文摘Land use Land cover (LULC) has undergone progressive changes worldwide over the years. However, there is limited information available about these changes in Oba Hills Forest Reserve, Nigeria. The existing spatial analysis of the forest excluded important land use classes like settlements. Therefore, this study aimed at assessing the dynamics of LULC in Oba Hills Forest Reserve between 1987 and 2019. Images from Landsat 5, Landsat 7, and Landsat 8 for the years 1987, 2001, 2013, and 2019 were obtained and subjected to preprocessing and classification using the maximum likelihood algorithm, change detection, and Normalized Differential Vegetation Index (NDVI).

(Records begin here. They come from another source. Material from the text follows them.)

Issue #3412, opened 2021-10-14
Remove temporary @Deprecated APIs


BoD:
During development of v3, some API changes have happened (for instance With-ers vs Builders), and we temporarily kept previous constructs as deprecated, to ease the transition for early adopters of v3.

Before releasing v3 stable, let's remove these temporary APIs.

To find them in the code, search for `This will be removed in v3.0.0`

PR #3632, opened 2021-12-01
Remove temporarily deprecated methods

BoD:
Fix for #3412


apollo-runtime/src/commonMain/kotlin/com/apollographql/apollo3/ApolloClient.kt
```diff
@@ -242,7 +203,7 @@ class ApolloClient @JvmOverloads @Deprecated("Please use ApolloClient.Builder in
     @Deprecated("Used for backward compatibility with 2.x", ReplaceWith("addCustomScalarAdapter"))
     fun <T> addCustomTypeAdapter(
         customScalarType: CustomScalarType,
-        @Suppress("DEPRECATION") customTypeAdapter: CustomTypeAdapter<T>,
+        @Suppress("DEPRECATION") customTypeAdapter: com.apollographql.apollo3.api.CustomTypeAdapter<T>,
```
BoD, line 206: Using FQN here to avoid a warning on the import and * import 😅

apollo-api/api/apollo-api.api
```diff
@@ -29,7 +29,7 @@ public final class com/apollographql/apollo3/api/Adapters {
 }
 
 public final class com/apollographql/apollo3/api/ApolloRequest : com/apollographql/apollo3/api/HasExecutionContext {
-	public fun <init> (Lcom/apollographql/apollo3/api/Operation;Ljava/util/UUID;Lcom/apollographql/apollo3/api/ExecutionContext;)V
+	public synthetic fun <init> (Lcom/apollographql/apollo3/api/Operation;Ljava/util/UUID;Lcom/apollographql/apollo3/api/ExecutionContext;Lkotlin/jvm/internal/DefaultConstructorMarker;)V
```
martinbonnin, line 32: I can understand the `synthetic` (might be the way kotlin hides private constructors?) but the `DefaultConstructorMarker` is weird here. There's no default parameter at all 🤔

BoD: Looking at the rest of the file, this alternative `<init>` with `synthetic` + `DefaultConstructorMarker` parameter  is there "often but not all the time" 🤔. I wonder what the rule (and use) are.

martinbonnin: Turns out the `DefaultConstructor` marker is not (always) related to default parameters. It's just a marker (hence the name) to avoid any name clash with other possibly defined constructor.

Still weirds that it ends up in the public API. I opened an issue there: https://github.com/Kotlin/binary-compatibility-validator/issues/73

martinbonnin (approved):
Nice 👍

apollo-api/api/apollo-api.api
BoD: Indeed the constructor is `private` so it would be expected to not show up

The coordinates of specific benchmark locations and other points were acquired for ground-truthing and developing Digital Elevation Model (DEM). Three distinct LULC classes were identified: forest, bare land (including open spaces, agriculture, rocks, and grasslands), and built-up areas. The forest cover in the reserve gradually decreased from 56% in 1987 to 47% in 2019, resulting in a total area loss of 455.4 hectares. Correspondingly, the other LULC classes experienced exponential expansion. Bare land increased from 44% in 1987 to 52% in 2019, while the built-up area expanded by 57.28 hectares. These changes are attributed to prevalent anthropogenic activities such as agriculture, grazing, logging, firewood collection, and population growth within the catchment area. The declining NDVI values in the forest reserve, from 0.52 to 0.44 within the years of assessment, further substantiated the substantial loss of forest cover. The DEM and topographical map highlighted notable steep slopes and elevations of up to over 550 m above sea level (asl) within the reserve, which have implications for forest growth and dynamics. In conclusion, this study reveals extensive rates of forest cover changes into bare land, primarily for agriculture, and settlements, and offers further recommendations to reverse the trend.